Hello,
Has Anyone tried to feed pdf directly to LLM and extracted the details instead of doing in normal way like converting the pdf each page into image and passing this image to LLM vision model for extraction of details.
AIP Agent with document context RAG is currently doing the same thing but there is a limitation on number/size of pdfs.
Want the same functionality in code repository to loop through all the pdf files to get the important fields extracted.
1 Like
import {Objects} from “@foundry/ontology-api”
import { Function, MediaItem } from “@foundry/functions-api”
// import { GPT_4o } from “@foundry/models-api/language-models”

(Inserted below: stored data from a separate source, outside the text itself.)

PR #870, opened 2025-09-10
Remove ability to rename openmdao/dymos reports

### LINKED ISSUE #809: Custom report names break the dashboard
### Description

The `record_filename` argument of `run_aviary()` (level 1) and the corresponding argument in `run_aviary_problem()` (level 2) allow for the filename with the problem record (a .db file) to be renamed according to user desire - however this completely breaks the dashboard, which is looking for the default filename.

As far as I can tell, there isn't really any purpose to letting the user rename a specific report, since it now always gets placed inside the problem's reports folder which prevents it from getting confused with other problem reports. This functionality should be removed, as it has limited usefulness and is an easy way to break the dashboard.

### Example

Attempting to open the dashboard when this option has been used creates the following warning:
`/usr/share/miniconda/envs/test/lib/python3.13/site-packages/aviary/visualization/dashboard.py:1096: OpenMDAOWarning:Given Problem case recorder file <problem_name>/dymos_solution.db does not exist`

### Aviary Version

0.10.0-dev

_No response_

jkirk5:
### Summary

Currently the ability to rename some of the openmdao and dymos reports exists in Aviary. There doesn't seem to be any good reason to let users do this, and it breaks dashboard functionality as it can't find those renamed report files, so those options have been removed.

### Related Issues

- Resolves #809

Any models that use those arguments in L1 or L2 will throw errors until they are removed.

### New Dependencies

None


aviary/docs/user_guide/postprocessing_and_visualizing_results.ipynb
```diff
@@ -51,32 +51,30 @@
...
+    "| Model        | N2                                            | ./*name_of_run_script*_out/reports/n2.html                                     |\n",
+    "| Model        | Trajectory Linkage Report                     | ./*name_of_run_script*_out/reports/traj_linkage_report.html                    |\n",
+    "| Optimization | Driver Scaling Report                         | ./*name_of_run_script*_out/reports/driver_scaling_report.html                  |\n",
+    "| Optimization | Total Coloring Report                         | ./*name_of_run_script*_out/reports/total_coloring.html                         |\n",
+    "| Optimization | Optimization Report                           | ./*name_of_run_script*_out/reports/opt_report.html                             |\n",
+    "| Optimization | SNOPT Output (similarly for other optimizers) | ./*name_of_run_script*_out/reports/SNOPT_print.out                             |\n",
+    "| Results      | Subsystem Results                             | ./*name_of_run_script*_out/reports/subsystems/*name_of_subsystem.md (or .html)*|\n",
```
Kenneth-T-Moore, line 65: Results: Trajectory Results Report and Optimization: Driver recording are missing from the new list. Maybe was intentional?

aviary/examples/run_level3_example.py
```diff
@@ -492,40 +493,40 @@ def initialize(self):
...
-        'units',
-        'min',
-        'max',
-    ],
-)
+# prob.model.list_vars(units=True, print_arrays=True)
+# prob.list_driver_vars(
+#     print_arrays=True,
+#     desvar_opts=[
+#         'lower',
```
Kenneth-T-Moore: I think we can delete the desvar_opts and cons_opts lines from this example.

aviary/docs/user_guide/postprocessing_and_visualizing_results.ipynb
jkirk5: Good catch that shouldn't have gotten removed

Kenneth-T-Moore (approved):

PR #872, opened 2025-09-11
BWB components in Geometry/flops_based subsysterms

xjjiang:
### Summary

This PR implements the BWB aircraft geometry subsystem based on FLOPS design.

The FLOPS based geometry subsystems are shown in the following table. The left column is for the conventional aircraft and the right column is for BWB aircraft. In both case, user can choose a simple layout or a detailed layout.

FLOPS has multiple scenarios of fuselage layout algorithms. We choose to implement the simplest and most detailed algorithms in Aviary. Other scenarios can be added if needed.

The BWB aircraft always requires a detailed wing distribution. It is either given (`BWBUpdateDetailedWingDist`) or created (`BWBComputeDetailedWingDist`).

`Aircraft.BWB.MAX_NUM_BAYS` is changed from an option to Aviary variable because it needs to be updated during a run.

`Aircraft.Wing.INPUT_STATION_DIST` is still an option. We created a variable `BWB_INPUT_STATION_DIST` from it.

**Comparision of Conventional Aircraft and BWB Aircraft**

| Tube+Wing | BWB |
| ------------- | ----- |
| `SimpleCabinLayout` or `DetailedCabinLayout`  | `BWBSimpleCabinLayout` or `BWBDetailedCabinLayout` |
|   | `BWBUpdateDetailedWingDist` or `BWBComputeDetailedWingDist` |
| `FuselagePrelim` | `BWBFuselagePrelim` |
| `WingPrelim` | `BWBWingPrelim` |
| `_Prelim` | `_Prelim` |
| `_Wing` | `_BWBWing` |
| `_Tail` | `_Tail` |
| `_Fuselage` | `_BWBFuselage` |
| `_FuselageRatios` | `_FuselageRatios` |
| `Nacelles` | `Nacelles` |
| `Canard` | `Canard` |
| `WingCharacteristicLength` | `BWBWingCharacteristicLength` |
| `OtherCharacteristicLengths` | `OtherCharacteristicLengths` |
| `TotalWettedArea` | `TotalWettedArea` |

As we see in the above table, some geometrical components have no special treatments in the BWB case (e.g. `Nacelles` and `_Tail`). So, the new implementation of BWB geometry uses the same components in conventional aircraft.

In the unit tests, we choose two typical cases: `BWBSimpleCabinLayout` + `BWBComputeDetailedWingDist` and `BWBDetailedCabinLayout` + `BWBUpdateDetailedWingDist`. Both are checked against FLOPS runs and they both match pretty well.

None of the current Aviary model that uses FLOPS based geometry carry out fuselage cabin layout computation. If fuselage dimension variables are missing, they will be computed using GASP based geometry.

### Related Issues

- Resolves #

None

### New Dependencies

None

### DIFF
--- a/aviary/core/aviary_group.py
+++ b/aviary/core/aviary_group.py
@@ -1115,7 +1115,7 @@ class AviaryGroup(om.Group):
         self.configurator.check_trajectory(self)
 
     def _add_bus_variables_and_connect(self):
-        all_subsystems = self.get_all_subsystems()
+        all_subsystems = self.get_all_subsystems(group='pre_mission')
 
         base_phases = list(self.phase_info.keys())
 
@@ -1124,6 +1124,7 @@ class AviaryGroup(om.Group):
             if bus_variables is not None:
                 for bus_variable, variable_data in bus_variables.items():
                     mission_variable_name = variable_data['mission_name']
+                    src_indices = variable_data.get('src_indices', None)
 
                     # check if mission_variable_name is a list
                     if not isinstance(mission_variable_name, list):
@@ -1161,6 +1162,7 @@ class AviaryGroup(om.Group):
                                     self.connect(
                                         f'pre_mission.{bus_variable}',
                                         f'traj.{phase_name}.parameters:{mission_var_name}',
+                                        src_indices=src_indices,
                                     )
 
                             else:
@@ -1176,6 +1178,7 @@ class AviaryGroup(om.Group):
                                 self.connect(
                                     f'pre_mission.{bus_variable}',
                                     'traj.parameters:' + mission_var_name,
+                                    src_indices=src_indices,
                                 )
 
                     if 'post_mission_name' in variable_data:
@@ -1188,17 +1191,20 @@ class AviaryGroup(om.Group):
                             self.connect(
                                 f'pre_mission.{bus_variable}',
                                 post_mission_var_name,
+                                src_indices=src_indices,
                             )
 
     def _connect_mission_bus_variables(self):
-        all_subsystems = self.get_all_subsystems()
+        all_subsystems = self.get_all_subsystems(group='post_mission')
 
         # Loop through all external subsystems.
         for external_subsystem in all_subsystems:
             for phase_name, var_mapping in external_subsystem.get_post_mission_bus_variables(
                 aviary_inputs=self.aviary_inputs, phase_info=self.phase_info
             ).items():
-                for mission_variable_name, post_mission_variable_names in var_mapping.items():
+                for mission_variable_name, variable_data in var_mapping.items():
+                    post_mission_variable_names = variable_data['post_mission_name']
+                    src_indices = variable_data.get('src_indices', None)
                     if not isinstance(post_mission_variable_names, list):
                         post_mission_variable_names = [post_mission_variable_names]
 
@@ -1206,7 +1212,7 @@ class AviaryGroup(om.Group):
                         # Remove possible prefix before a `.`, like <external_subsystem_name>.<var_name>"
                         mvn_basename = mission_variable_name.rpartition('.')[-1]
                         src_name = f'traj.{phase_name}.mission_bus_variables.{mvn_basename}'
-                        self.connect(src_name, post_mission_var_name)
+                        self.connect(src_name, post_mission_var_name, src_indices=src_indices)
 
     def add_design_variables(self, problem_type: ProblemType = None, verbosity=None):
         """
@@ -1442,10 +1448,13 @@ class AviaryGroup(om.Group):
                 self, phase_name, phase, guesses, target_prob, parent_prefix
             )
 
-    def get_all_subsystems(self, external_subsystems=None):
+    def get_all_subsystems(self, external_subsystems=None, group='pre_mission'):
         all_subsystems = []
         if external_subsystems is None:
-            all_subsystems.extend(self.pre_mission_info['external_subsystems'])
+            if group == 'pre_mission':
+                all_subsystems.extend(self.pre_mission_info['external_subsystems'])
+            elif group == 'post_mission':
+                all_subsystems.extend(self.post_mission_info['external_subsystems'])
         else:
             all_subsystems.extend(external_subsystems)
 
--- a/aviary/core/post_mission_group.py
+++ b/aviary/core/post_mission_group.py
@@ -1,10 +1,19 @@
+import openmdao
 import openmdao.api as om
+from packaging import version
 
 from aviary.utils.functions import promote_aircraft_and_mission_vars
+
+use_new_openmdao_syntax = version.parse(openmdao.__version__) >= version.parse('3.28')
 
 
 class PostMissionGroup(om.Group):
     """OpenMDAO group that holds all post-mission systems."""
+
+    def setup(self, **kwargs):
+        if use_new_openmdao_syntax:
+            # rely on openMDAO's auto-ordering for this group
+            self.options['auto_order'] = True
 
     def configure(self):
         """
--- a/aviary/subsystems/aerodynamics/gasp_based/test/test_common.py
+++ b/aviary/subsystems/aerodynamics/gasp_based/test/test_common.py
@@ -3,6 +3,7 @@ import unittest
 import numpy as np
 import openmdao.api as om
 from openmdao.utils.assert_utils import assert_check_partials, assert_near_equal
+from openmdao.utils.testing_utils import use_tempdirs
 
 from aviary.subsystems.aerodynamics.gasp_based.common import (
     AeroForces,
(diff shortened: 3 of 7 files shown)


aviary/docs/examples/modified_aircraft.csv
```diff
@@ -119,7 +119,7 @@ aircraft:wing:chord_per_semispan,0.31,0.23,0.084,unitless
 aircraft:wing:composite_fraction,0.2,unitless
 aircraft:wing:control_surface_area,137,ft**2
 aircraft:wing:control_surface_area_ratio,0.1,unitless
-aircraft:wing:detailed_wing,True,unitless
+aircraft:wing:detailed_wing,1,unitless
```
Kenneth-T-Moore, line 122: Seems like this should be True, even though 1 is truthy.

aviary/variable_info/enums.py
```diff
@@ -45,6 +46,17 @@ class AlphaModes(Enum):
...
+    """
+    To flag where users provide detailed wing or want to create detailed wing (if the aircraft is BWB)
+    or not to use detailed wing
+    """
+
+    TO_PROVIDE = 1
+    TO_COMPUTE = -1
+    NOT_TO_USE = 0
+
+
```
Kenneth-T-Moore: I'm not sure what to think about this 3-value enum.  Two choices are valid for transport, and two choices are valid for BWB. That makes me think it should be 2 separate options, maybe DetailedWing and BWBDetailedWing.  (And in that case, transport could still be a bool, but BWB would still be an enum with COMPUTED or PROVIDED as the enum keys.

aviary/subsystems/geometry/flops_based/bwb_wing_detailed.py
```diff
@@ -0,0 +1,391 @@
+import numpy as np
+import openmdao.api as om
```
Kenneth-T-Moore, line 2: I think i would rename this file to bwb_wing_detailed.py

aviary/subsystems/geometry/flops_based/prep_geom.py
```diff
@@ -546,6 +623,62 @@ def compute_partials(self, inputs, J, discrete_inputs=None):
...
+
+        add_aviary_input(self, Aircraft.Fuselage.MAX_WIDTH, units='ft')
+        add_aviary_input(self, Aircraft.Wing.GLOVE_AND_BAT, units='ft**2')
+        add_aviary_input(self, Aircraft.Wing.SPAN, units='ft')
+        self.add_input('BWB_CHORD_PER_SEMISPAN_DIST', shape=num_stations, units='unitless')
+        self.add_input('BWB_THICKNESS_TO_CHORD_DIST', shape=num_stations, units='unitless')
+
+        add_aviary_output(self, Aircraft.Wing.WETTED_AREA, units='ft**2')
+
+        self.declare_partials('*', '*', method='fd', form='forward')
```
Kenneth-T-Moore: Looks like this is safe to use 'cs' instead of 'fd'.

aviary/subsystems/geometry/flops_based/bwb_wing_detailed.py
xjjiang: Good idea. Done.

aviary/subsystems/geometry/flops_based/prep_geom.py
xjjiang: done.

aviary/variable_info/enums.py
xjjiang: I created a separate variable `Aircraft.BWB.DETAILED_WING_PROVIDED` instead which is also a boolean.

aviary/subsystems/geometry/flops_based/prep_geom.py
```diff
@@ -39,61 +48,119 @@ class PrepGeom(om.Group):
...
+                    promotes_outputs=['*'],
+                )
+            else:
+                self.add_subsystem(
+                    'fuselage_layout',
+                    DetailedCabinLayout(),
+                    promotes_inputs=['*'],
+                    promotes_outputs=['*'],
+                )
+        else:
```
Kenneth-T-Moore: I think this `else` branch isn't needed because the `add_aviary_option` sets the types to whatever is in the "types" field in the metadata, which here is `types=AircraftTypes,`.  The OpenMDAO options dictionary will type check is, so that only valid AicraftTypes are allowed to be set.

aviary/variable_info/enums.py
```diff
@@ -6,6 +6,7 @@ class AircraftTypes(Enum):
 
     TRANSPORT = 'transport'
     BLENDED_WING_BODY = 'BWB'
+    GENERAL_AVIATION = 'GA'  # incomplete in FLOPS, unavailable in GASP
```
Kenneth-T-Moore: This is a good addition, but I would comment it out for now. If someone sets this option to GA, it will break some things without giving a clear indication about why.

aviary/subsystems/geometry/flops_based/bwb_wing_detailed.py
```diff
@@ -0,0 +1,391 @@
...
+        outputs['BWB_CHORD_PER_SEMISPAN_DIST'][0] = length
+        outputs['BWB_CHORD_PER_SEMISPAN_DIST'][1] = xl_out
+
+        for i in range(2, num_stations):
+            x = inputs[Aircraft.Wing.THICKNESS_TO_CHORD_DIST][i]
+            outputs['BWB_THICKNESS_TO_CHORD_DIST'][i] = x
+        outputs['BWB_THICKNESS_TO_CHORD_DIST'][0] = tc
+        outputs['BWB_THICKNESS_TO_CHORD_DIST'][1] = tc
+
+        for i in range(0, num_stations):
```
Kenneth-T-Moore: For speed and code simplicity, it is best to replace loops with various ways that numpy can handle vector broadcasts.


outputs['BWB_CHORD_PER_SEMISPAN_DIST'] = inputs[Aircraft.Wing.CHORD_PER_SEMISPAN_DIST]
idx = np.where(inputs[Aircraft.Wing.CHORD_PER_SEMISPAN_DIST] < 5.0)
outputs['BWB_CHORD_PER_SEMISPAN_DIST'][idx] *= rate_span

outputs['BWB_CHORD_PER_SEMISPAN_DIST'][0] = length
outputs['BWB_CHORD_PER_SEMISPAN_DIST'][1] = xl_out
		

outputs['BWB_THICKNESS_TO_CHORD_DIST'][0] = tc
outputs['BWB_THICKNESS_TO_CHORD_DIST'][1] = tc
outputs['BWB_THICKNESS_TO_CHORD_DIST'][2:] = inputs[Aircraft.Wing.THICKNESS_TO_CHORD_DIST][2:]
		
outputs['BWB_LOAD_PATH_SWEEP_DIST'][:] = inputs[Aircraft.Wing.LOAD_PATH_SWEEP_DIST]

aviary/subsystems/geometry/flops_based/bwb_wing_detailed.py
```diff
@@ -0,0 +1,391 @@
...
+        num_stations = len(self.options[Aircraft.Wing.INPUT_STATION_DIST])
+        for i in range(2, num_stations):
+            x = self.options[Aircraft.Wing.INPUT_STATION_DIST][i]
+            if x <= 1.0:
+                y = x * rate_span + width / wingspan
+            else:
+                y = x + width / 2.0
+            self.options[Aircraft.Wing.INPUT_STATION_DIST][i] = y
+        self.options[Aircraft.Wing.INPUT_STATION_DIST][0] = 0.0
+        self.options[Aircraft.Wing.INPUT_STATION_DIST][1] = width / 2.0
```
Kenneth-T-Moore: You should never set options inside of a component. An option is meant to be something the user sets. If this is actually being propagated to downstream components, it is unintentional, and probably only works because the same distribution array object happens to be shared by all of the components that have this same option. 

I see the input station distribution depends on span. This variable can change during a design optimization, which means that we need derivatives of and wrt it.  Also, if this component were to run more than once in an optimization, it might have a cumulative multiplicative affect on the values.

Alternatively, maybe any adjustments to the station distribution should be done in a pre-processor.

aviary/variable_info/enums.py
xjjiang: Commented out.

aviary/subsystems/geometry/flops_based/prep_geom.py
xjjiang: removed it.

aviary/subsystems/geometry/flops_based/bwb_wing_detailed.py
xjjiang: All the options that update are converted to variables now. I thought about per-processor but realized that it was not possible.

aviary/subsystems/geometry/flops_based/bwb_wing_detailed.py
xjjiang: Done.

Kenneth-T-Moore (approved):

PR #876, opened 2025-09-15
Add checking for benchmark test convergence

cmbenne3:
### Summary

This PR adds an additional check into most of the benchmark tests to ensure that the problem has actually converged successfully. Prior to this it was possible for the tests to pass even though the problem was failing.
Some tests are still missing this check and issue #881 lists them. These need to be fixed in future.

The test_bwb_GwGm test has been updated to use the default phase info and the generic_BWB_phase_info file has been removed.

### Related Issues

None

None

### New Dependencies

None


xjjiang:
> are you happy that this change to the BWB model is ok?

Sure. Thanks for the improvement. I used `verbosity=2` to debug. Then I forgot to set it back to 1.

aviary/validation_cases/benchmark_tests/test_bwb_GwGm.py
```diff
@@ -25,46 +24,48 @@ def setUp(self):
...
+
         rtol = 1e-3
 
         # There are no truth values for these.
         assert_near_equal(
             prob.get_val(Mission.Design.GROSS_MASS, units='lbm'),
-            151764.0407,
+            141260.50569975,
             tolerance=rtol,
         )  # WG = 150000.0
```
xjjiang, line 44: Perhaps we can remove the numbers from GASP (e.g. `WG = 150000.0` and so on) since we are not trying to compare to GASP runs.

PR #880, opened 2025-09-16
Expose primal_name to user for better support of jax aviary components.

Kenneth-T-Moore:
### Summary

The former implementation was a little clunky, in that the user had to keep long names (like "aircraft__wing__span") in their `compute_primal` code. This change exposes the "primal_name" argument to `add_aviary_input` and `add_aviary_output` so that they can choose variable names that are more readable and maintainable.

### Related Issues

- Resolves #

None

### New Dependencies

None


xjjiang:
Will there be a doc page on `compute_primal` and `primal_name`?

PR #893, opened 2025-10-01
Fix draw_mission so that it can read in the file it writes.

### LINKED ISSUE #892: Mission GUI utility cannot load phase info files
### Description

The Mission GUI has the ability to read in existing phase_info files, however with the updates to which keys are available in phase_info, this ability is now broken.

### Example

Running `aviary draw_mission`, creating any mission profile and saving it, then trying to load that same file causes an error and the mission profile cannot be loaded.

> Exception in Tkinter callback
> Traceback (most recent call last):
>   File "/home/miniforge3/envs/aviary/lib/python3.12/tkinter/__init__.py", line 1968, in __call__
>     return self.func(*args)
>            ^^^^^^^^^^^^^^^^
>   File "/Documents/python/Aviary/aviary/interface/graphical_input.py", line 1405, in open_phase_info
>     value=phase_dict['user_options']['polynomial_order']
>           ~~~~~~~~~~~~~~~~~~~~~~~~~~^^^^^^^^^^^^^^^^^^^^
> KeyError: 'polynomial_order'

### Aviary Version

0.10.0-dev

_No response_

Kenneth-T-Moore:
### Summary

The draw_mission utility can now read in a mission file that it authored. There were a few phase_info keys that changed names in the revamp, but weren't updated here.

Note: the builder will have trouble reading in hand-written phase_info files because the format is more flexible than the draw_mission utility can handle.

### Related Issues

- Resolves #892 

None

### New Dependencies

None

### DIFF
--- a/aviary/subsystems/aerodynamics/gasp_based/gaspaero.py
+++ b/aviary/subsystems/aerodynamics/gasp_based/gaspaero.py
@@ -282,9 +282,13 @@ class BWBBodyLiftCurveSlope(om.ExplicitComponent):
     def compute(self, inputs, outputs):
         verbosity = self.options[Settings.VERBOSITY]
         mach = inputs[Dynamic.Atmosphere.MACH]
-        if any(x < 0.0 or x >= 1.0 for x in mach.real):
+
+        # Provide a little buffer for being close to the limit.
+        eps = 1e-8
+
+        if any(x < -eps or x >= 1.0 + eps for x in mach.real):
             raise om.AnalysisError('Mach number must be within the range (0, 1).')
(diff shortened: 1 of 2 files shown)


cmbenne3 (approved):
I have tested this and approve it to fix the issue where the GUI was unable to read in Phase Infos that were created in it. 
This is outside the scope for this PR, but I noticed that we are unable to read in and display our default Height Energy and 2DOF phase infos using this utility:
Error with aviary/models/missions/height_energy_default.py:
image

Error with aviary/models/missions/two_dof_default.py:
image

naylor-b (approved):

PR #905, opened 2025-10-22
Support `src_indices` in bus variable connections

kanekosh:
### Summary
This PR proposes adding support for `src_indices` for bus variable connections from pre-mission to mission, pre-mission to post-mission, and mission to post-mission. I think this is especially handy for mission-to-post-mission connections because we often want to use the initial or final value of mission vectors in post-mission computations.

This PR also fixes a bug in `_connect_mission_bus_variables` where `get_post_mission_bus_variables` of an external builder is not called when this builder is only added to the `post_mission` dict in `phase_info`. This is because `_connect_mission_bus_variables` was looping over all external subsystems added to the `pre_mission` dict; it now uses external subsystems from the `post_mission` dict.

Finally, not directly related to the title, but I added auto_order to the post-mission group, so external groups will be added in appropriate order. (I was trying to use fuel burn in my post-mission builder, but currently, the external group is added before Aviary's default groups, like fuel burn component, so there was an unnecessary feedback loop.)

### Related Issues

- Resolves #

To allow users to define `src_indices`, I made a backward-incompatible change in the format of the dictionary returned by `get_post_mission_bus_variables`. The new dictionary format is closer to the one used in `get_pre_mission_bus_variables`. 

It looks like `get_post_mission_bus_variables` is not very frequently used (at least within the Aviary main repo), so hopefully this won't affect people's code. I can also add support to the current format to not break the backward compatibility if needed, so please let me know.

### New Dependencies

None

### DIFF
--- a/aviary/subsystems/test/test_external_subsystem_bus.py
+++ b/aviary/subsystems/test/test_external_subsystem_bus.py
@@ -209,11 +209,17 @@ class CustomBuilder(SubsystemBuilderBase):
             phase_d = {}
             if phase_data.get('do_the_zz_thing', False):
                 if self.mangle_names:
-                    phase_d[f'{name}.{name}_zz'] = f'{name}.{phase_name}_{name}_zz'
-                    phase_d[Dynamic.Mission.VELOCITY] = f'{name}.{phase_name}_{name}_velocity'
+                    phase_d[f'{name}.{name}_zz'] = {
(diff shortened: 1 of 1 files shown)


Kenneth-T-Moore:
Thanks, Shugo. This looks really good. The only person using the post-mission bus right now is here at NASA GRC, so I don't think the UI change will be a problem.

import { AnthropicClaude_3_5_Sonnet_V2 } from “@foundry/models-api/language-models”
export class Aip_module {
@Function()
public async createChatCompletion(userInput: string): Promise<string | undefined> {
try {
// Get all data with proper async operation
const mediaObjects = await Objects.search().myObject().allAsync();
if (!mediaObjects || mediaObjects.length === 0) {
throw new Error("No data found");
}
const media = mediaObjects[0];
if (!media.mediaReference) {
throw new Error("No media reference found");
}
// Check if it's a document type and handle accordingly
if (MediaItem.isDocument(media.mediaReference)) {
// For machine-generated PDFs, use extractTextAsync
const extractedText = await media.mediaReference.extractTextAsync({});
if (!extractedText || extractedText.length === 0) {
// If no text extracted, try OCR as fallback
const ocrText = await media.mediaReference.ocrAsync({
languages: [],
scripts: [],
outputType: 'text'
});
return ocrText.join(' ');
}
return extractedText.join(' ');
} else {
throw new Error("Media is not a document type");
}
} catch (error) {
console.error("Error processing document:", error);
throw error;
}
}
} // end class
Hello,
Object cannot be created using mediaset directly. Typescript code repository will require object types as input instead of mediaset.
I want to have a functionality in pyspark code repository to extract the pdf data directly instead of looping through each page and extract the text.
Have you tried to extract the pdf directly using LLM in pyspark code repo?